--- Supplied entries Enclosed Below ---

PR #181, opened 2016-11-03
Cassandra: Create schema (keySpace) when it's missing

maciejgrzybek:


tempto-core/src/main/java/com/teradata/tempto/internal/fulfillment/table/cassandra/CassandraTableManager.java
```diff
@@ -78,6 +80,9 @@ public CassandraTableManager(
         checkArgument(tableName.getSchema().isPresent(), "Cassandra requires table with schema");
```
cawallin: Should this give the default keyspace or is that handled elsewhere?

maciejgrzybek: Well, the default schema was meant for removing stale tables. But we can use it for the same purpose.

maciejgrzybek:
Merged, thanks!

PR #184, opened 2016-11-07
Add simple SELECT java based example test for Cassandra

maciejgrzybek:


tempto-examples/docker/docker-compose.yml
```diff
@@ -30,6 +30,13 @@ services:
       POSTGRES_USER: blah
       POSTGRES_PASSWORD: blah
 
+  cassandra:
```
cawallin: do you need to add cassandra to run_on_docker?

tempto-examples/src/main/java/com/teradata/tempto/examples/CassandraQueryTest.java
```diff
@@ -0,0 +1,77 @@
...
+            return immutableTable(TEST_TABLE_DEFINITION);
+        }
+    }
+
+    @Test(groups = "cassandra_query")
+    @Requires(CassandraQueryTest.ImmutableTestCassandraTable.class)
+    public void selectFromImmutableTable()
+    {
+        // Cassandra disregards the order of columns outside primary key
+        // Primary key comes first, in the order as it's defined, rest of columns are ordered alphabetically
```
cawallin: Maybe add another element in the primary key to show this all?

tempto-examples/docker/docker-compose.yml
maciejgrzybek: How differently am I suppose to run an example? Tempto-examples are executed as a part of CI.

tempto-examples/src/main/java/com/teradata/tempto/examples/CassandraQueryTest.java
maciejgrzybek: How about 4e2a301?

maciejgrzybek:
@cawallin: pushed 77e563f to clarify that better.
The order of input should be the same as order of columns in Cassandra, not in DDL.

tempto-examples/docker/docker-compose.yml
maciejgrzybek: Ouch, sorry. I didn't get your point here. No, we don't need to add it to the `run_on_docker.sh` script. It calls `${DOCKER_COMPOSE} up -d` which starts all dockers in the same compose.

maciejgrzybek:
Merged, thanks!

PR #185, opened 2016-11-07
Create schema if not exists for mutable tables in Cassandra

maciejgrzybek:
Similarly to immutable tables.


maciejgrzybek:
Merged, thanks!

--- End of Enclosed Supplied entries ---

Exercise details: The whole of the data is to be returned with every line intact.

Answer for this exercise:
PR #181, opened 2016-11-03
Cassandra: Create schema (keySpace) when it's missing

maciejgrzybek:


tempto-core/src/main/java/com/teradata/tempto/internal/fulfillment/table/cassandra/CassandraTableManager.java
```diff
@@ -78,6 +80,9 @@ public CassandraTableManager(
         checkArgument(tableName.getSchema().isPresent(), "Cassandra requires table with schema");
```
cawallin: Should this give the default keyspace or is that handled elsewhere?

maciejgrzybek: Well, the default schema was meant for removing stale tables. But we can use it for the same purpose.

maciejgrzybek:
Merged, thanks!

PR #184, opened 2016-11-07
Add simple SELECT java based example test for Cassandra

maciejgrzybek:


tempto-examples/docker/docker-compose.yml
```diff
@@ -30,6 +30,13 @@ services:
       POSTGRES_USER: blah
       POSTGRES_PASSWORD: blah
 
+  cassandra:
```
cawallin: do you need to add cassandra to run_on_docker?

tempto-examples/src/main/java/com/teradata/tempto/examples/CassandraQueryTest.java
```diff
@@ -0,0 +1,77 @@
...
+            return immutableTable(TEST_TABLE_DEFINITION);
+        }
+    }
+
+    @Test(groups = "cassandra_query")
+    @Requires(CassandraQueryTest.ImmutableTestCassandraTable.class)
+    public void selectFromImmutableTable()
+    {
+        // Cassandra disregards the order of columns outside primary key
+        // Primary key comes first, in the order as it's defined, rest of columns are ordered alphabetically
```
cawallin: Maybe add another element in the primary key to show this all?

tempto-examples/docker/docker-compose.yml
maciejgrzybek: How differently am I suppose to run an example? Tempto-examples are executed as a part of CI.

tempto-examples/src/main/java/com/teradata/tempto/examples/CassandraQueryTest.java
maciejgrzybek: How about 4e2a301?

maciejgrzybek:
@cawallin: pushed 77e563f to clarify that better.
The order of input should be the same as order of columns in Cassandra, not in DDL.

tempto-examples/docker/docker-compose.yml
maciejgrzybek: Ouch, sorry. I didn't get your point here. No, we don't need to add it to the `run_on_docker.sh` script. It calls `${DOCKER_COMPOSE} up -d` which starts all dockers in the same compose.

maciejgrzybek:
Merged, thanks!

PR #185, opened 2016-11-07
Create schema if not exists for mutable tables in Cassandra

maciejgrzybek:
Similarly to immutable tables.


maciejgrzybek:
Merged, thanks!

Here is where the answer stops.